The prediction data's X-predictor names or WL/Wn values must match those in the design data. The prediction data's Y value column must be specified if its name doesn't match with any of the column names/identifiers in the design data matrix file. If the Y data does not exist, you must check No Y data is available.
Once the prediction data has been loaded, a Prediction Summary window is opened containing Prediction statistics and the sample by sample prediction information for the model currently selected and graphed in the GLM Review. This will be an RTF (rich text format) window where individual content can be highlighted and copied, provided the size of the predicted data consists of less less than 2048 data samples/spectra. For larger sets, a much faster display procedure is used for accommodating the display of up to the program's N=50,000 built-in data limit.
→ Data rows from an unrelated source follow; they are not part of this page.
PR #154, opened 2016-05-20
There should be exactly one SCT for each entry.

eranmes:
Attempting to clarify that, because the timestamp in the SCT is a part of the leaf data (it's in TimestampedCertificateEntryDataV2) and, because we use deterministic signatures, different SCTs for the same submission (which imply different timestamps) must be incorporated into the tree independently and there should be a log entry for each.
It is not enough to only incorporate one submission + SCT, since clients that will observe other SCTs will reconstruct a different TimestampedCertificateEntryDataV2 than the one in the log, and so will have a leaf hash for which the log can't prove inclusion.

### DIFF
--- a/rfc6962-bis.xml
+++ b/rfc6962-bis.xml
@@ -416,7 +416,7 @@ d0 d1   d2 d3           d0 d1   d2 d3  d4 d5</artwork>
         A log is a single, append-only Merkle Tree of submitted certificate and precertificate entries.
       </t>
       <t>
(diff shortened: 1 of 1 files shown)


eranmes:
Also @benlaurie .

rfc6962-bis.xml
```diff
@@ -1091,7 +1091,7 @@ messages.
                       The base64 encoded log entry (see <xref target="log_entries"/>). In the case of an <spanx style="verb">x509_entry_v2</spanx> entry, this is the whole <spanx style="verb">X509ChainEntry</spanx>; and in the case of a <spanx style="verb">precert_entry_v2</spanx>, this is the whole <spanx style="verb">PrecertChainEntryV2</spanx>.
                     </t>
                     <t hangText="sct:">
-                      A base64 encoded <spanx style="verb">TransItem</spanx> of type <spanx style="verb">x509_sct_v2</spanx> or <spanx style="verb">precert_sct_v2</spanx> corresponding to this log entry. Note that more than one SCT may have been returned for the same entry - only one of those is returned in this field. It may not be possible to retrieve others.
+                      A base64 encoded <spanx style="verb">TransItem</spanx> of type <spanx style="verb">x509_sct_v2</spanx> or <spanx style="verb">precert_sct_v2</spanx> corresponding to this log entry.
```
benlaurie: s/A/The/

The purpose of the GLM Prediction procedure is to evaluate the predictive accuracy of individual fitted models, and possibly to see the prediction statistics of the original design data when possible data outliers are omitted post-fitting by one or both of two different methods.
Significance Graph of All Retained Models at each Predictor Count
The Significance button in the GLM Review opens a Significance plot of the overall predictors in the model set. This is a comprehensive visualization of the whole of the fitting, and includes the full permutation GLM models, and if fitted, the smart stepwise models, and the sparse PLS models. This global significance plot is unsigned, meaning that |t| is used in the sums of the significance values. Because the absolute value is used, this global visualization does not give you a picture of whether or not a predictor adds to or subtracts from the prediction estimate, only which of the x-predictors or wavelengths are important.
The significance plot in the lower graph of the GLM Review shows a signed significance for the current count of predictors in the presently selected model. The reference in this 2D plot is a sum of the signed t-values at each predictor (x-value or wavelength) across all retained models having the predictor count of the currently selected model. This sum is normalized to the total count of predictors across those same retained models. In the Review's lower plot, you can use the Display the Average Significance Map for all Counts of Predictors right click menu option in the main graph to plot the signed significance for all of the model counts currently included in the model list.